Una ventana abierta a la naturaleza a través de los ojos de lo me apasiona: las Aves.

lunes, 11 de marzo de 2019

LOS DUENDES DEL CARRIZAL

Día inolvidable el que viví hace unos días en un lugar realmente increíble.  Y no solo por los sitios que recorrimos o por las 67 especies que pudimos ver sino porque estuve acompañado por dos amigos abulenses, Juanra y César, con los que hablé largo y tendido sobre la ornitología abulense, castellana y peninsular. La mañana empezó en la laguna de la Veguilla, en Alcazar de San Juan, donde pude ver a estos tres duendes del carrizal.

La laguna bullía de vida con cientos, quizás miles de aves, en sus aguas.
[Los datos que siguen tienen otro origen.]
PR #2782, opened 2025-11-24
Promote lint configuration to workspace

ctz:


rustls-test/tests/api/api.rs
```diff
@@ -1016,21 +1016,21 @@ fn assert_lt(left: usize, right: usize) {
 #[test]
 fn connection_types_are_not_huge() {
     // Arbitrary sizes
-    assert_lt(mem::size_of::<ServerConnection>(), 1600);
-    assert_lt(mem::size_of::<ClientConnection>(), 1600);
+    assert_lt(size_of::<ServerConnection>(), 1600);
```
djc, line 1019: This change looks weird combined with the removal of the `std::mem` import. Where is this coming from now? Is `size_of()` just in the prelude now?

ctz: Yep, since 1.80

Había centenas de flamencos rosas, de Cucharas Europeos, decenas de Zampullines Cuellinegros y algún que otro Calamón Común y nos pusimos a disfrutar de ellos. Pero yo tenía en la cabeza alguna pequeña obsesión. Tenía como objetivo del día ver algunos pequeñines que se esconden en el carrizo, un hábitat donde algunos pasan desapercibidos ante los ojos de quienes les buscamos con ahínco. Así que dirigí mi teles hacia las grandes manchas de carrizo que jalonan la laguna.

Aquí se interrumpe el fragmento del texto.